A tabela FIPE (Fundação Instituto de Pesquisas Econômicas) tem a função de definir preços médios de veículos no mercado nacional. Atua como um parâmetro para as negociações.

Entretanto, normalmente, a tabela FIPE é vista como o valor máximo que poderia ser pago por determinado veículo, considerando o ano do modelo, estado de conservação etc. Em outras palavras, na prática, compradores e vendedores consultam o valor da tabela FIPE e, em seguida, fazem a negociação por um percentual dessa tabela, cobrando um valor razoavelmente inferior. É raro ver alguém que compra ou venda um veículo pelo valor igual ou superior ao da tabela FIPE. O vendedor sempre recebe menos pelo seu veículo do que aquilo que está previsto na tabela FIPE.

O que isso tem a ver com a Lei de Execução Penal (LEP)? Tudo!
A LEP atua como a tabela FIPE da execução penal. O Estado nunca fornece os direitos de igual ou melhor forma que a prevista na LEP. O cumprimento é sempre abaixo do previsto, o que gera prejuízo sempre ao apenado, e nunca ao Estado. O apenado é uma espécie de vendedor do veículo na aplicação da LEP como se fosse uma tabela FIPE, pois sempre sairá no prejuízo.

Assim, em que pese o art. 112 da LEP preveja a progressão de regime após o cumprimento de um sexto da pena, dificilmente o apenado progredirá quando implementar esse requisito temporal. O direito sempre é deferido após o cumprimento de um sexto da pena e muitas semanas ou meses.

O art. 126 da LEP disciplina a remição da pena, por trabalho ou estudo. Ocorre que os estabelecimentos prisionais não oferecem vagas de trabalho, tampouco disponibilizam meios para que o apenado estude no interior do cárcere. Para piorar a situação, muitos juízes, julgando “de acordo com a consciência” e considerando requisitos subjetivos de difícil percepção, impedem que os apenados busquem trabalhem e/ou estudem no ambiente externo.

Outro grande exemplo da fipetização da LEP está no art. 117, que disciplina as hipóteses de possibilidade de recolhimento do beneficiário do regime aberto em residência particular. Apesar da clareza desse dispositivo legal, muitos Juízes interpretam o art. 117 como o máximo (a tabela FIPE) da hipótese de cumprimento domiciliar da pena. Significa que os Magistrados cobram outros requisitos não previstos nesse nítido dispositivo legal.

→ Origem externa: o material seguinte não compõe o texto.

PR #1388, opened 2025-11-28
fix(r2dbc): Telemetry for replayed events

johanandren:
Follow up to #1385


johanandren:
Btw, a test would have been good but didn't figure out how to cover.

PR #1396, opened 2025-12-03
feat: Keep offsets when recently consumed

patriknw:
* For example, when rebuilding a projection from old events it is best to keep all offsets during the rebuild phase. The offsets can also be useful after a rebuild to confirm that all events have been processed.
* increased default `delete-after = 10 days` and `delete-interval = 1 hour`

### DIFF
--- a/akka-projection-r2dbc/src/main/resources/reference.conf
+++ b/akka-projection-r2dbc/src/main/resources/reference.conf
@@ -30,9 +30,13 @@ akka.projection.r2dbc {
     # Delete old entries from the offset store database when offset timestamps
     # are older than this duration.
     # The deletion criteria is combined with delete-after-consumed.
-    # Delete when offset timestamp older than delete-after and consumed timestamp
-    # older than delete-after-consumed.
-    delete-after = 10 days
+    # Delete when offset timestamp is older than delete-after and consumed timestamp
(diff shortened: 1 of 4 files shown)


akka-projection-r2dbc/src/main/resources/reference.conf
```diff
@@ -27,12 +27,27 @@ akka.projection.r2dbc {
...
-
-    # Remove old entries when older than delete-after from the offset store database
-    # with this frequency. Can be disabled with `off`, `none`, or empty ("").
-    delete-interval = 10 minutes
+    # Delete old entries from the offset store database when offset timestamps
+    # are older than this duration.
+    # The deletion criteria is combined with delete-after-consumed.
+    # Delete when offset timestamp older than delete-after and consumed timestamp
+    # older than delete-after-consumed.
+    delete-after = 10 days
```
patriknw: This might be an incompatible change, which is not possible. The system was previously running with the default of 1 day, and then this is changed to 10 days. For a new event where the offset was deleted 5 days ago by the previous version (1 day retention) it will trigger "Rejecting unknown" and replay events for that entity from seqNr 1.

patriknw:
@pvlugter would be good if you take a look at this before we make next release, so that we are aligned on the deletion strategy

PR #1419, opened 2026-03-11
ddb optimization: increase chance of offset validation future being immediately completed

leviramsey:
Most of the callers of the offset validation future apply optimizations for already-completed futures (e.g. mapAsync stream stages and the fast future source), but the DDB offset store's `validate` method will typically not complete until a task has executed on the system dispatcher.  For instance, in the very common (approaching 50% of the time) case of a pid being in the offset store but a duplicate from backtracking validate boils down to

```scala
Future.successful(state.get()).flatMap { _ => log(...); FutureDuplicate }(system.executionContext)
```

This race between scheduling the task and executing the (minimal) task on the dispatcher is unlikely to be won by the task execution (especially since in an FJP the task is going to first be enqueued on the queue for the thread executing the return, so it's contingent on an immediate steal by another worker thread), so there are many cases where the optimizations aren't being applied.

Nesse sentido, é comum ver Juízes que indeferem o cumprimento domiciliar da pena no caso do art. 117, I, da LEP, fundamentando na gravidade do crime. Outros negam a aplicação do art. 117, I, da LEP, com base no fato de que muitas outras mulheres que estão presas não estão usufruindo desse direito. Novamente, o que está na LEP é um direito que serve apenas de parâmetro, pois o cumprimento é sempre em um percentual muito menor (quantitativa e qualitativamente) que o previsto.

O art. 12 da LEP, que prevê a assistência material ao preso, funciona, da mesma forma, como o máximo que o Estado pode fazer pelo preso (provisório ou definitivo). O fornecimento da alimentação é o máximo. Temos outros graus de menor cumprimento, como o fornecimento de alimentação com a validade vencida, armazenada em condições indevidas ou, como em vários presídios, a disponibilização de água contaminada por fezes de pombos. Mas a LEP é apenas a tabela FIPE do fornecimento da alimentação ao preso…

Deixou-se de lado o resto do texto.